Please look for the string "enough" below and report every line in which it occurs.

RECORDS SUPPLIED –
────────

PR #9605, opened 2019-12-06
Major Nix refactor

jakubgs:
This is a __major__ nix refactor that changes mostly how we move stuff around and pass in Nix expressions, but the resulting shells should behave mostly the same.

Changes:
* Adds a new `nix-gc` Makefile target for removing old packages
* Moves all `nix/*.sh` files to `nix/scripts/*.sh` to make things more tidy
* Renames `TARGET_OS` into `TARGET` and makes it effective only with `nix/scripts/shell.sh`
* Renames `target-os` Nix argument to just `target` and makes it effective only with `shell.nix`
* Drops `IN_CI_ENVIRONMENT` env variable which was useless
* Drops use of `target-os` argument outside of `shell.nix` (with few exceptions, but just in naming)
* `nix/platform.nix` has been made obsolete and removed
* Moves the definition of all major targets to `nix/targets.nix`
* Moves the definition of all major shells to `nix/shells.nix`
* Makes `default.nix` and `shell.nix` just thin wrappers around `nix/default.nix`
* `nix/nixpkgs-bootstrap.nix` has been moved to `nix/pkgs.nix`
* All package and tool overrides have been moved to `nix/pkgs.nix`
* Explicit passing of contents of `pkgs` has been removed in favor of `callPackage` doing it for us
* `nix/bootstrapped-shell.nix` has been moved to `nix/tools/mkShell.nix`
* A new `mergeSh` tool has been added to `pkgs` from `nix/tools/mergeSh.nix`
  - This tool is used to merge shells created using `mkShell`
* `mobile/targets/jsbundle.nix` has been moved to `mobile/android/jsbundle/default.nix`
* Moves `status-go` version sanitization to `nix/status-go/utils.nix`, also fixes regex
* Renames `version` to `rawVersion` and `versionName` to `cleanVersion` in `status-go` derivation
* Ports `nix/mobile/ios/install-pods-and-status-go.sh` to Nix sub-shells
* Moves adjustment of `inotify/max_user_watches` out into `scripts/inotify_fix.sh`
* Makes iOS builds use the Nix version of Fastlane

And others... I may have went a bit overboard.

I don't expect everyone to read it, but at least test the main `make` targets you use.

Corresponding documentation update: https://github.com/status-im/status.im/pull/430

Status: READY


jakubgs:
Also, me creating this PR for over a week:
GOD DAMNIT

ci/common.groovy
```diff
@@ -43,28 +43,26 @@ def prep(type = 'nightly') {
...
+  if (['macos', 'linux', 'windows'].contains(env.TARGET)) {
     /* node deps, pods, and status-go download */
     nix.shell('scripts/prepare-for-desktop-platform.sh', pure: false)
-    sh('scripts/copy-translations.sh')
-  } else if (env.TARGET_OS != 'android') {
-    // run script in the nix shell so that node_modules gets instantiated before attempting the copies
-    nix.shell('scripts/copy-translations.sh chmod')
   }
+  /* run script in the nix shell so that node_modules gets instantiated before attempting the copies */
+  nix.shell('scripts/copy-translations.sh chmod', attr: "shells.${env.TARGET}")
```
pedropombeiro, line 65: Previously this was not running for Android (I assume because it was already handled in the end-to-end build), do we want to run it for Android now?

scripts/inotify_fix.sh
```diff
@@ -0,0 +1,23 @@
...
+  echo "inotify fix not applicable on non-linux OS"
+  return
+fi
+
+watches=$(cat /proc/sys/fs/inotify/max_user_watches)
+required_watches=524288
+
+if [ $watches -lt $required_watches ]; then
+  cecho "@b@cyan[[fs.inotify.max_user_watches limit is too low ($watches), increasing it]]"
+  echo fs.inotify.max_user_watches=$required_watches | sudo tee -a /etc/sysctl.conf
```
pedropombeiro, line 21: Are we OK with doing this on CI machines? I assumed we wanted to have all the configuration in Ansible.

nix/scripts/build.sh
```diff
@@ -2,17 +2,17 @@
...
 # cleanup for artifacts created during builds
 function cleanup() {
   # clear trapped signals
   trap - EXIT ERR INT QUIT
   # do the actual cleanup, ignore failure
-  if ./nix/clean.sh "${nixResultPath}"; then
+  if ${GIT_ROOT}/nix/scripts/clean.sh "${nixResultPath}"; then
     echo "Successful cleanup!"
-  elif [[ -n "${IN_CI_ENVIRONMENT}" ]]; then
+  elif [[ -n "${JENKINS_URL}" ]]; then
```
pedropombeiro, line 15: The idea of `IN_CI_ENVIRONMENT` was to avoid tying us with a specific CI provider, but I guess it's easy enough to adapt this if we ever move to a different CI provider.

nix/shells.nix
```diff
@@ -0,0 +1,65 @@
...
+  watchman = watchman-sh;
+  fastlane = fastlane-sh;
+  adb = targets.mobile.android.adb.shell;
+  # helpers for use with target argument
+  linux = targets.desktop.linux.shell;
+  macos = targets.desktop.macos.shell;
+  windows = targets.desktop.windows.shell;
+  android = targets.mobile.android.shell;
+  ios = targets.mobile.ios.shell;
+  # all shells together dependning on host OS
```
pedropombeiro:
```suggestion
  # all shells together depending on host OS
```

nix/tools/mkShell.nix
```diff
@@ -0,0 +1,40 @@
...
+      LANGUAGE="en_US.UTF-8";
+
+      shellSetup = ''
+        set -e
+
+        if [ -z "$STATUS_REACT_HOME" ]; then
+          export STATUS_REACT_HOME=$(git rev-parse --show-toplevel)
+        fi
+
+        export SHELL_SETUP=done
```
pedropombeiro, line 27: The way it was done previously, setup would not be run again unless you ran `make clean`. It seems that it is now run every time you run `make shell`. Am I missing something?

Is the idea that `scripts/setup` has shrunk so much that it's no longer an issue to run it every time?

scripts/add-nix-gcroots.sh
```diff
@@ -12,6 +12,6 @@ GIT_ROOT=$(cd "${BASH_SOURCE%/*}" && git rev-parse --show-toplevel)
 rm -rf .nix-gcroots
 mkdir .nix-gcroots
 
-drv=$(nix-instantiate --argstr target-os all --add-root ${GIT_ROOT}/shell.nix)
+drv=$(nix-instantiate --add-root ${GIT_ROOT}/shell.nix)
```
pedropombeiro: Why do we remove the `target-os all` here? At that point this seems pointless since we're not pinning anything meaningful.

nix/desktop/macos/default.nix
```diff
@@ -1,15 +1,14 @@
...
-
 let
-  inherit (stdenv.lib) concatStrings catAttrs;
+  inherit (lib) concatStrings catAttrs;
   baseImage = baseImageFactory "macos";
 
-in {
+in rec {
   buildInputs = [
     pkgs.gnupg22
```
pedropombeiro: I think you forgot to remove `pkgs.` here:
```suggestion
    gnupg22
```

nix/mobile/android/maven-and-npm-deps/maven/reactnative-android-native-deps.nix
```diff
@@ -1,4 +1,4 @@
-{ stdenvNoCC, fetchurl }:
+{ stdenv, fetchurl }:
```
pedropombeiro: What's the reason for switching from `stdenvNoCC` to `stdenv`? We don't really need an environment with a compiler for this derivation. I know that `stdenv` is mapped to `stdenvNoCC` at the top-level, but that's just circumstantial. By using `stdenvNoCC`, we're explicitly stating we don't need a compiler.

pedropombeiro (commented):
Can totally relate with that picture!

Noticed this when starting from scrash on macOS:

```
unpacking source archive /private/tmp/tmp-status-react-9c44c0f60/nix-build-status-go-fd49b01-source.drv-0/fd49b0140ebafdcec35b4da84685bcd8559a7dd9.tar.gz
Warning: Failed to set locale category LC_NUMERIC to en_CH.
Warning: Failed to set locale category LC_TIME to en_CH.
Warning: Failed to set locale category LC_COLLATE to en_CH.
Warning: Failed to set locale category LC_MONETARY to en_CH.
Warning: Failed to set locale category LC_MESSAGES to en_CH.
```

Likely not harmful, but wondering if we should lock the locales.

nix/mobile/default.nix
```diff
@@ -1,38 +1,42 @@
...
-      fastlane
-      status-go.android
-      status-go.ios
-    ] ++
-    optional platform.targetAndroid androidPlatform ++
-    optional platform.targetIOS iosPlatform;
+    fastlane
+    status-go.android
+    status-go.ios
+    androidPlatform
```
pedropombeiro, line 24: If I start a `make shell TARGET=ios` on a clean system, will that download Android stuff (it wasn't previously)?

nix/pkgs.nix
```diff
@@ -0,0 +1,38 @@
...
+      clojure = pkgs.clojure.overrideAttrs (old: rec { version = "1.10.0.411"; });
+      go = pkgs.callPackage ./patched-go { baseGo = pkgs.go_1_13; };
+
+      # custom builders
+      buildGoPackage = pkgs.buildGoPackage.override { inherit go; };
+    };
+  };
+in {
+  config ? { },
+  pkgs ? (import (fetchFromGitHub nixpkgsSrc)) { config = defaultConfig // config; },
```
pedropombeiro: I guess the top-level `let` actually belongs here. This looks a bit weird, not sure if putting the `let` here wouldn't be worse though. Not sure if there's a cleaner way to write this.

nix/status-go/default.nix
```diff
@@ -1,28 +1,24 @@
...
+  utils = callPackage ./utils.nix { inherit xcodeWrapper; };
+  gomobile = callPackage ./gomobile { inherit (androidPkgs) platform-tools; inherit xcodeWrapper utils buildGoPackage; };
   buildStatusGoDesktopLib = callPackage ./build-desktop-status-go.nix { inherit buildGoPackage go xcodeWrapper utils; };
   buildStatusGoMobileLib = callPackage ./build-mobile-status-go.nix { inherit buildGoPackage go gomobile xcodeWrapper utils; };
   srcData =
     # If config.status_go.src_override is defined, instruct Nix to use that path to build status-go
     if (attrByPath ["status_go" "src_override"] "" config) != "" then rec {
         owner = "status-im";
         repo = "status-go";
-        version = "develop";
```
pedropombeiro, line 21: No more `version` for local builds? I'm getting this when using the Go override path:

```
Running: nix-build --pure --fallback --no-out-link --show-trace --attr targets.mobile.android.release --arg config {status_go.src_override="/home/pedro/src/github.com/status-im/status-go";} --arg env {BUILD_ENV="prod";ANDROID_ABI_SPLIT="false";ANDROID_ABI_INCLUDE="armeabi-v7a;arm64-v8a;x86";} --argstr build-type nightly --argstr build-number 9999 --argstr keystore-file /home/pedro/.gradle/status-im.keystore --option extra-sandbox-paths /home/pedro/.gradle/status-im.keystore default.nix --keep TMPDIR,BUILD_ENV,STATUS_GO_SRC_OVERRIDE
error: while evaluating the attribute 'buildPhase' of the derivation 'status-react-build-release-android' at /home/pedro/src/github.com/status-im/status-react/nix/mobile/android/targets/release-android.nix:35:10:
while evaluating the derivation attribute 'name' at /nix/store/id4y2z7gvdb17nhmalqaf4ib11x34nfm-nixpkgs-source/pkgs/stdenv/generic/make-derivation.nix:191:11:
while evaluating the attribute 'version' at /home/pedro/src/github.com/status-im/status-react/nix/status-go/build-status-go.nix:22:5:
attribute 'version' missing, at /home/pedro/src/github.com/status-im/status-react/nix/status-go/default.nix:97:19
```

scripts/add-nix-gcroots.sh
jakubgs: But I did...

ci/common.groovy
jakubgs: I don't see where it is handled for android.

scripts/inotify_fix.sh
jakubgs: It is done in ansible:
https://github.com/status-im/infra-ci/tree/master/ansible/roles/linux-limits
I see no harm in doing it again.

nix/scripts/build.sh
jakubgs: It seemed like noise to me, and yes, it is trivial to switch.

nix/shells.nix
jakubgs: k

nix/tools/mkShell.nix
jakubgs: Where do you see it being run?

nix/desktop/macos/default.nix
jakubgs: true

pedropombeiro:
@jakubgs just added a commit of automatic changes done by the system on macOS. I'm also getting a build error with missing `Yoga-prefix.pch` on `make release-ios`. Will try `develop` next.

nix/mobile/android/maven-and-npm-deps/maven/reactnative-android-native-deps.nix
jakubgs: I guess I can switch it back to `a`, but I prefer to use what's standard, and there's not many cases of use of `stdenvNoCC` in `nixpkgs`.
Also if you look at the `nix/pkgs.nix` you'll see that we use `stdenvNoCC` for all shells:
https://github.com/status-im/status-react/blob/9c44c0f60b157334717e8b83b82668dc5937363e/nix/pkgs.nix#L21

nix/mobile/default.nix
jakubgs: Hmmm, it might, can you test that?

nix/pkgs.nix
jakubgs: Oh, you mean move the `config` as an argument to the top and make the `in` return just the `pkgs`? Makes sense.

scripts/add-nix-gcroots.sh
pedropombeiro: No sure I understand your answer.

nix/tools/mkShell.nix
pedropombeiro: Just add an `echo` here and you'll notice it gets output every single time you call `make shell`: https://github.com/status-im/status-react/blob/nix-refactor/nix/tools/mkShell.nix#L34

I guess currently it's not an issue since `setup` is lightweight, but if it were to become heavy again we'd have to fix this.

scripts/inotify_fix.sh
pedropombeiro: K

ci/common.groovy
pedropombeiro: Here: https://github.com/status-im/status-react/blob/dcae15ee0b5b5ffc318d1ea94f84c7796e6f471c/nix/mobile/android/maven-and-npm-deps/default.nix#L82-L84

nix/mobile/default.nix
pedropombeiro: I've tested it and only see `/nix/store/0nvv75l3zpw421l4v2yzwdy47cnngmp7-jsc_android___jsc_android_245459.0.0.tgz`. It's not too bad. There are 2 downsides with not knowing what we're targeting: unnecessary bandwidth(+ time) and unnecessary dependencies (e.g. if an Android dep becomes broken on macOS we break the iOS env too). We might just decide we prefer living with that than with the complexity of `target-os`.

pedropombeiro: At least I don't see the NDK being pulled, so I guess we're fine here. That would be a huge dep to pull unnecessarily.

nix/tools/mkShell.nix
jakubgs: But `nix/tools/mkShell.nix` is not calling `scripts/setup` at all.

ci/common.groovy
jakubgs: Oh, fair enough.

scripts/add-nix-gcroots.sh
jakubgs: But `target-os`(or now `target`) is irrelevant unless used with `/shell.nix`.

nix/tools/mkShell.nix
pedropombeiro: Ah I see, we're only calling it from `shell.sh` if the `nix` command isn't available. I guess that's fine then. This command needs updating then: https://github.com/status-im/status-react/blob/dcae15ee0b5b5ffc318d1ea94f84c7796e6f471c/nix/tools/mkShell.nix#L2

ci/common.groovy
pedropombeiro: I guess we can add a comment in the Groovy file explaining that

scripts/add-nix-gcroots.sh
pedropombeiro: And we are instantiating `${GIT_ROOT}/shell.nix`, so it would make sense to still pass `target all` to ensure we're pinning as many derivations as possible, so they don't get deleted by a garbage collection. If we pin `target none`, there'll be very few derivations pinned.

nix/tools/mkShell.nix
jakubgs: done

scripts/add-nix-gcroots.sh
jakubgs: Okay, fair enough, fixed.

nix/status-go/default.nix
jakubgs: I'm confused as to the purpose of both `version` and `versionName` it's kinda messy. Shouldn't those be combined into one? Or is there any reason not to?

nix/mobile/default.nix
jakubgs: I will have to think about this one tomorrow.

nix/status-go/default.nix
pedropombeiro: `version`: literally what is read from the json file
`sanitizedVersion`: same as `version` but replacing illegal path characters such as `/`
`versionName`: processed version name (`v` prefix removed, changed to `develop` if not a valid version)

I think it's good to capture the unprocessed `version` into the `passthru` map so that we know exactly what the input for the derivation was. Other than that we can use `versionName` (maybe with a better name).

yenda:
On Android I get this with `make run-android`:

```
error Failed to install the app. Make sure you have the Android development environment set up: https://facebook.github.io/react-native/docs/getting-started.html#android-development-environment. Run CLI with --verbose flag for more details.
Error: Command failed: ./gradlew app:installDebug -PreactNativeDevServerPort=8081

* Where:
Build file '/home/yenda/status-react/android/build.gradle' line: 48

* What went wrong:
A problem occurred configuring project ':@react-native-community_netinfo'.
> STATUS_GO_ANDROID_LIBDIR environment variable is not valid!

* Try:
Run with --stacktrace option to get the stack trace. Run with --info or --debug option to get more log output. Run with --scan to get full insights.

* Get more help at https://help.gradle.org

BUILD FAILED in 3s

    at checkExecSyncError (child_process.js:629:11)
    at execFileSync (child_process.js:647:13)
    at runOnAllDevices (/home/yenda/status-react/node_modules/@react-native-community/cli-platform-android/build/commands/runAndroid/runOnAllDevices.js:94:39)
    at buildAndRun (/home/yenda/status-react/node_modules/@react-native-community/cli-platform-android/build/commands/runAndroid/index.js:158:41)
    at then.result (/home/yenda/status-react/node_modules/@react-native-community/cli-platform-android/build/commands/runAndroid/index.js:125:12)
    at process._tickCallback (internal/process/next_tick.js:68:7)
Makefile:251: recipe for target 'run-android' failed
make: *** [run-android] Error 1
```

jakubgs:
@yenda was this on MacOS?

nix/status-go/default.nix
jakubgs: I've addressed this, please check.

nix/status-go/build-status-go.nix
```diff
@@ -19,7 +19,7 @@ let
   args = removeAttrs args' [ "buildMessage" ]; # Remove our arguments from args before passing them on to buildGoPackage
   buildStatusGo = buildGoPackage (args // {
     pname = repo;
-    version = "${version}-${strings.substring 0 7 rev}-${host}";
+    version = "${rawVersion}-${strings.substring 0 7 rev}-${host}";
```
pedropombeiro: I think you need to use the sanitized version here @jakubgs otherwise Nix will fail when creating the drv file.

nix/status-go/default.nix
```diff
@@ -42,20 +39,14 @@ let
...
       in rec {
         inherit (versionJSON) owner repo version;
-        sanitizedVersion = sanitizeVersion versionJSON.version;
-        goPackagePath = "github.com/${owner}/${repo}";
         rev = versionJSON.commit-sha1;
         shortRev = strings.substring 0 7 rev;
-        versionName = if (builtins.match versionRegex sanitizedVersion) != null
-                      then removePrefix "v" sanitizedVersion # Geth forces a 'v' prefix
-                      else "develop"; # to reduce metrics cardinality in Prometheus
+        rawVersion = versionJSON.versionm;
```
pedropombeiro:
```suggestion
        rawVersion = versionJSON.version;
```

nix/status-go/build-status-go.nix
jakubgs: right, fixed

yenda:
@jakubgs no Linux

nix/mobile/default.nix
jakubgs: I think it looks correct:
```
jenkins@macos-01.ms-eu-dublin.ci.misc:~/repos/status-react % make shell TARGET=ios
Configuring default Nix shell for target 'ios'...
Checking for modifications in node_modules...
No modifications detected.
Checking for modifications in ios/Pods...
No modifications detected.

[nix-shell:~/repos/status-react]$ echo $buildInputs | tr ' ' '\n'
/nix/store/w6l0vw6yzss9lc8cvxzyb8z2ajhhwi9g-xcode-wrapper-11.2.1
/nix/store/d6dg4pl5laprgchzhzhx58z0bj91pbbj-watchman-4.9.0
/nix/store/1lnv10pvii0s8snmfw2snb4dv4rnj5xr-bundler-1.17.3
/nix/store/x6hwh3h408k4c28sir7askm3fqpl4hb0-procps-1003.1-2008
/nix/store/bjpxsdfjqd51mglpsl9pz1gdw7a4fpz5-flock-0.2.3
/nix/store/x5pzk8c516g6k46gxq3v8jxipgg6vvlf-status-go-0.36.1-fd49b01-ios
/nix/store/vp6r9vqbf5pig2avhacwz7hiw4xwcd39-ruby-2.6.5
/nix/store/1lnv10pvii0s8snmfw2snb4dv4rnj5xr-bundler-1.17.3
/nix/store/zf6hzp1xn20fmf23s6k1vc6ig6s65xqa-fastlane-2.133.0
/nix/store/8627xzqkrf5cp23a8g4q9s87aa8h2idb-curl-7.67.0-bin
/nix/store/iyv7b8781cqh0r4v5fxzgnyfvqbjmdcw-cocoapods-1.8.4
/nix/store/vp6r9vqbf5pig2avhacwz7hiw4xwcd39-ruby-2.6.5
/nix/store/1lnv10pvii0s8snmfw2snb4dv4rnj5xr-bundler-1.17.3
/nix/store/zf6hzp1xn20fmf23s6k1vc6ig6s65xqa-fastlane-2.133.0
/nix/store/09jcdiv7fqj2jx4r4vpxbr5nrr8rfzaa-curl-7.67.0-dev
/nix/store/iyv7b8781cqh0r4v5fxzgnyfvqbjmdcw-cocoapods-1.8.4
/nix/store/iyv7b8781cqh0r4v5fxzgnyfvqbjmdcw-cocoapods-1.8.4
/nix/store/5pp98fn44axh3gdl68naba8ryak0bh3p-bash-4.4-p23-dev
/nix/store/09jcdiv7fqj2jx4r4vpxbr5nrr8rfzaa-curl-7.67.0-dev
/nix/store/9a5a676m264kbbd0hpwgl3bkxs2b56mx-wget-1.20.3
/nix/store/0lzhngrf5dsa4xrrz6ssz7qganb6cm02-file-5.37
/nix/store/15wng30fs9nbzfd2xcsdypi0qip8m1s8-unzip-6.0
/nix/store/bjpxsdfjqd51mglpsl9pz1gdw7a4fpz5-flock-0.2.3
/nix/store/90g2i8jcalvngb7hj1a1vk57vjbmdzb4-git-2.24.0
/nix/store/6ndn9v9id1j2gdbndi7x0bh53s0h7l7m-gnumake-4.2.1
/nix/store/2865ahxs2sj43vlsmzw7zcndm1fcxjbd-jq-1.6-dev
/nix/store/25fjxm795r5fn4pby15lhibh3gb4mf6b-ncurses-6.1-20190112-dev
/nix/store/0dj2sd7c6h3kn8ik9i3kcm0x8i4zarjb-clojure-1.10.0.411
/nix/store/1k2xnwi4nfn0q7j518aq80zk1vf8zys6-leiningen-2.9.1
/nix/store/y2vd5zk2pn3j36kkjdfsllxw10z2rccb-apache-maven-3.6.2
/nix/store/d6dg4pl5laprgchzhzhx58z0bj91pbbj-watchman-4.9.0
/nix/store/a7az4bx32yy968nw8c3ppsqdv0kv3mfd-yarn-1.19.1
/nix/store/dfjphxv0jbzi7fg9h6l5q6ri15hz2skz-nodejs-10.17.0
/nix/store/ylvwym6krs4wz6lxdpr458bpjpr6s08d-python-2.7.17
/nix/store/iyv7b8781cqh0r4v5fxzgnyfvqbjmdcw-cocoapods-1.8.4
/nix/store/60hjqrb8dn47jrffgcdzn85bz3bzbp24-clang-wrapper-7.1.0
```

jakubgs:
@yenda @PombeirP I think I fixed all the issues, please check it out.

pedropombeiro:
I tested both release and debugging targets for iOS and it worked fine for me.

pedropombeiro (approved):

nix/status-go/default.nix
jakubgs: I think you might be looking at an old verison of the diff, this has already been fixed.

jakubgs:
Successful `nix-cache` jobs on this branch:

* https://ci.status.im/job/status-react/job/nix-cache/job/linux/637/
* https://ci.status.im/job/status-react/job/nix-cache/job/macos/606/

jakubgs:
And a documentation update: https://github.com/status-im/status.im/pull/430

PR #9629, opened 2019-12-10
[#9575] Make sure status supports EIP 1102 and EIP 1193

### LINKED ISSUE #9575: Make sure status supports EIP 1102 and EIP 1193
https://medium.com/metamask/breaking-changes-to-the-metamask-inpage-provider-b4dde069dd0a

────────

EXERCISE SOLUTION –
pedropombeiro, line 15: The idea of `IN_CI_ENVIRONMENT` was to avoid tying us with a specific CI provider, but I guess it's easy enough to adapt this if we ever move to a different CI provider.
jakubgs: Oh, fair enough.
jakubgs: Okay, fair enough, fixed.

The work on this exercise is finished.